11月末に開催された「第3回ユースオリンピック競技大会アジア予選」でキャプテンを務め、女子セブンズユース日本代表を優勝に導いた期待の新星です。

 

原選手は試合を振り返り「この3日間でやってきたことが上手く出せた」と語りました。

原選手が初めてアカデミーに招集されたのは今年の6月。

9月に行われた「アジアラグビー女子セブンズシリーズ 第1戦 韓国大会」で代表デビューを果たし、11月末の大会ではキャプテンとして女子セブンズユース日本代表を優勝に導いたのは前述の通り。

「あっという間の半年だった。
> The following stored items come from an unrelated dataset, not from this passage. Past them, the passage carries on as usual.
Issue #17099, opened 2025-05-13
Remove GET request support from Saml2AuthenticationTokenConverter


jzheaux:
`Saml2AuthenticationTokenConverter` tests if the HTTP method is GET in order to correctly translate `SAMLResponse` parameter.

However, neither [the SAML spec](https://github.com/spring-projects/spring-security/issues/11161#issuecomment-1119832599) nor Spring Security support processing the `<saml2:Response>` in a GET request. As such, we should remove this to alleviate confusion.

To keep upgrade passive, the first step is to add a property that defaults to `true`:

```java
public void setShouldInflateResponse(boolean shouldInflate);
```

In Spring Security 8, this can be deprecated and switched to `false`, then in Spring Security 9 it can be removed.

- [ ] Add `setShouldInflateResponse`
- [ ] Deprecate `setShouldInflateResponse`

jzheaux:
Closing in favor of #17108

PR #17108, opened 2025-05-14
Remove GET request support from Saml2AuthenticationTokenConverter

ngocnhan-tran1996:
I think we can define `Boolean shouldInflate` and method `decode` will be added

```java
if (this.shouldInflate == null) {
	this.shouldInflate = HttpMethod.GET.matches(request.getMethod());
}
```

If not, this will break `Saml2LoginBeanDefinitionParserTests` and `Saml2AuthenticationTokenConverterTests`

```text
Saml2LoginBeanDefinitionParserTests > authenticateWhenCustomAuthnRequestRepositoryThenUses() FAILED
    org.mockito.exceptions.verification.WantedButNotInvoked at Saml2LoginBeanDefinitionParserTests.java:323

Saml2LoginBeanDefinitionParserTests > authenticateWhenAuthenticationResponseValidThenAuthenticate() FAILED
    java.lang.AssertionError at Saml2LoginBeanDefinitionParserTests.java:213

Saml2LoginBeanDefinitionParserTests > authenticateWhenAuthenticationResponseValidThenAuthenticationSuccessEventPublished() FAILED
    java.lang.AssertionError at Saml2LoginBeanDefinitionParserTests.java:245

Saml2LoginBeanDefinitionParserTests > authenticateWhenCustomSecurityContextHolderStrategyThenUses() FAILED
    java.lang.AssertionError at Saml2LoginBeanDefinitionParserTests.java:228

Saml2LoginBeanDefinitionParserTests > authenticateWhenCustomAuthenticationManagerThenUses() FAILED
    java.lang.AssertionError at Saml2LoginBeanDefinitionParserTests.java:280
```

Issue: gh-17099

### DIFF
--- a/saml2/saml2-service-provider/src/main/java/org/springframework/security/saml2/provider/service/web/Saml2AuthenticationTokenConverter.java
+++ b/saml2/saml2-service-provider/src/main/java/org/springframework/security/saml2/provider/service/web/Saml2AuthenticationTokenConverter.java
@@ -1,5 +1,5 @@
 /*
- * Copyright 2002-2022 the original author or authors.
+ * Copyright 2002-2025 the original author or authors.
  *
  * Licensed under the Apache License, Version 2.0 (the "License");
  * you may not use this file except in compliance with the License.
@@ -42,6 +42,8 @@ public final class Saml2AuthenticationTokenConverter implements AuthenticationCo
 	private final RelyingPartyRegistrationResolver relyingPartyRegistrationResolver;
 
 	private Saml2AuthenticationRequestRepository<AbstractSaml2AuthenticationRequest> authenticationRequestRepository;
+
+	private boolean shouldConvertGetRequests = true;
 
 	/**
 	 * Constructs a {@link Saml2AuthenticationTokenConverter} given a strategy for
@@ -86,16 +88,27 @@ public final class Saml2AuthenticationTokenConverter implements AuthenticationCo
 		this.authenticationRequestRepository = authenticationRequestRepository;
 	}
 
+	/**
+	 * Use the given {@code shouldConvertGetRequests} to convert {@code GET} requests.
+	 * Default is {@code true}.
+	 * @param shouldConvertGetRequests the {@code shouldConvertGetRequests} to use
+	 * @since 7.0
+	 */
+	public void setShouldConvertGetRequests(boolean shouldConvertGetRequests) {
+		this.shouldConvertGetRequests = shouldConvertGetRequests;
+	}
+
 	private String decode(HttpServletRequest request) {
 		String encoded = request.getParameter(Saml2ParameterNames.SAML_RESPONSE);
 		if (encoded == null) {
 			return null;
 		}
+		boolean isGet = HttpMethod.GET.matches(request.getMethod());
+		if (!this.shouldConvertGetRequests && isGet) {
+			return null;
+		}
 		try {
-			return Saml2Utils.withEncoded(encoded)
-				.requireBase64(true)
-				.inflate(HttpMethod.GET.matches(request.getMethod()))
-				.decode();
+			return Saml2Utils.withEncoded(encoded).requireBase64(true).inflate(isGet).decode();
 		}
 		catch (Exception ex) {
 			throw new Saml2AuthenticationException(new Saml2Error(Saml2ErrorCodes.INVALID_RESPONSE, ex.getMessage()),
--- a/saml2/saml2-service-provider/src/test/java/org/springframework/security/saml2/provider/service/web/Saml2AuthenticationTokenConverterTests.java
+++ b/saml2/saml2-service-provider/src/test/java/org/springframework/security/saml2/provider/service/web/Saml2AuthenticationTokenConverterTests.java
@@ -1,5 +1,5 @@
 /*
- * Copyright 2002-2021 the original author or authors.
+ * Copyright 2002-2025 the original author or authors.
  *
  * Licensed under the Apache License, Version 2.0 (the "License");
  * you may not use this file except in compliance with the License.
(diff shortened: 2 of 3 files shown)


saml2/saml2-service-provider/src/main/java/org/springframework/security/saml2/provider/service/web/Saml2AuthenticationTokenConverter.java
```diff
@@ -43,6 +43,8 @@ public final class Saml2AuthenticationTokenConverter implements AuthenticationCo
 
 	private Saml2AuthenticationRequestRepository<AbstractSaml2AuthenticationRequest> authenticationRequestRepository;
 
+	private Boolean shouldInflate;
```
jzheaux, line 46: Please use `boolean` and give it an initial value of `true`. We typically reserve `null` in `Boolean` for "no opinion".

saml2/saml2-service-provider/src/main/java/org/springframework/security/saml2/provider/service/web/Saml2AuthenticationTokenConverter.java
```diff
@@ -86,16 +88,26 @@ public void setAuthenticationRequestRepository(
 		this.authenticationRequestRepository = authenticationRequestRepository;
 	}
 
+	/**
+	 * Use the given {@code shouldInflate} to inflate request.
```
jzheaux, line 92: Please indicate the default value in this JavaDoc

saml2/saml2-service-provider/src/main/java/org/springframework/security/saml2/provider/service/web/Saml2AuthenticationTokenConverter.java
```diff
@@ -86,16 +88,26 @@ public void setAuthenticationRequestRepository(
...
+	 * @since 7.0
+	 */
+	public void setShouldInflateResponse(boolean shouldInflate) {
+		this.shouldInflate = shouldInflate;
+	}
+
 	private String decode(HttpServletRequest request) {
+		// prevent to break passivity in Saml2LoginBeanDefinitionParserTests
+		if (this.shouldInflate == null) {
+			this.shouldInflate = HttpMethod.GET.matches(request.getMethod());
```
jzheaux, line 103: This is not thread-safe since multiple requests will use the same instance of this class. Please approach this in a way that does not involve updating a member variable.

saml2/saml2-service-provider/src/test/java/org/springframework/security/saml2/provider/service/web/Saml2AuthenticationTokenConverterTests.java
```diff
@@ -61,6 +61,7 @@ public class Saml2AuthenticationTokenConverterTests {
 	public void convertWhenSamlResponseThenToken() {
 		Saml2AuthenticationTokenConverter converter = new Saml2AuthenticationTokenConverter(
 				this.relyingPartyRegistrationResolver);
+		converter.setShouldInflateResponse(false);
```
jzheaux, line 64: Please don't alter any unit tests. In this way, we can have high confidence that the change is a passive one. 

That said, I believe adding a test would be a good idea. I think we should test when `shouldInflate` is `false` and the request is a GET.

jzheaux (changes requested):
Thanks, @ngocnhan-tran1996! I've left some feedback inline.

saml2/saml2-service-provider/src/test/java/org/springframework/security/saml2/provider/service/web/Saml2AuthenticationTokenConverterTests.java
ngocnhan-tran1996: >Please don't alter any unit tests.
This is unclear to me. I've made changes on my local machine, and some tests will fail. We should either set the value to false or update the expected results in the tests. Which option should we choose?

jzheaux: In order for the change to be passive, all existing unit tests should pass. If they fail, it's because the default behavior has changed. If you default `shouldInflateResponse` to `true`, I believe you'll be able to leave those tests as-is. If you run into trouble with that, ping me and I can help.

jzheaux: This is the code I would expect:

```java
boolean isGet = HttpMethod.GET.matches(request.getMethod());
if (!this.shouldInflateResponse && isGet) {
    return null;
}
try {
	return Saml2Utils.withEncoded(encoded).requireBase64(true).inflate(isGet).decode();
}
catch (Exception ex) {
	throw new Saml2AuthenticationException(new Saml2Error(Saml2ErrorCodes.INVALID_RESPONSE, ex.getMessage()), ex);
}
```

However, I can see how the name I suggested is causing confusion and will likely cause confusion with others. If we change the name to `convertGetRequests`, does that help? Then the code would instead be:

```java
boolean isGet = HttpMethod.GET.matches(request.getMethod());
if (!this.convertGetRequests && isGet) {
    return null;
}
try {
	return Saml2Utils.withEncoded(encoded).requireBase64(true).inflate(isGet).decode();
}
catch (Exception ex) {
	throw new Saml2AuthenticationException(new Saml2Error(Saml2ErrorCodes.INVALID_RESPONSE, ex.getMessage()), ex);
}
```

jzheaux:
Thanks, @ngocnhan-tran1996! This is now merged into `main`. Also in f73f253beb4bddbbabe1abe9bc58737a3ca82b6f I updated related authentication converter implementations. I also added migration docs.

自分も『東京五輪を目指せるんだ』という気持ちになってきた」と語り、代表経験を重ねるごとに、2020年の東京五輪に対する目標が明確になってきたといいます。

 

現在、高校3年生の原選手ですが、高校卒業後は幼い頃からの夢であった「救命救急士」になるための学校に通うつもりだったといいます。

救命救急士になりたいと思ったきっかけは、家族旅行の途中に起きた東日本大震災(当時小学5年生)。

福島の高速道路で被災した原選手のご家族は、震災直後、すぐに家に帰ることを決めたそうですが、高速道路の帰路の途中、反対車線を被災地に向けて走る救急車や消防車を見て、心が震え、救命救急士になって人を助ける仕事につきたいと思うようになったそうです。

現在は新たにラグビーの夢も加わり、救命救急士になる夢と共に、新しい未来に向けての一歩を踏み出し始めました。

 

また、今回の合宿には、陸上からラグビーに競技転向した寺田明日香選手も招集されました。

5月の「太陽生命ウィメンズセブンズシリーズ2017 東京大会」で負傷して以来、リハビリ明けの初招集となった今回の合宿。

寺田選手は「怪我は自分の体を見つめ直す良い時間になった」と語り、徐々にコンディションを上げている様子でした。

 

セブンズの大会出場選手などからセブンズ日本代表候補になり得る選手を招集し、育成・強化を図る「女子SDS(セブンズ・デベロップメント・スコッド)」合宿。

今回の収穫と今後の課題をそれぞれのチームに持ち帰り、今回の合宿は終了しました。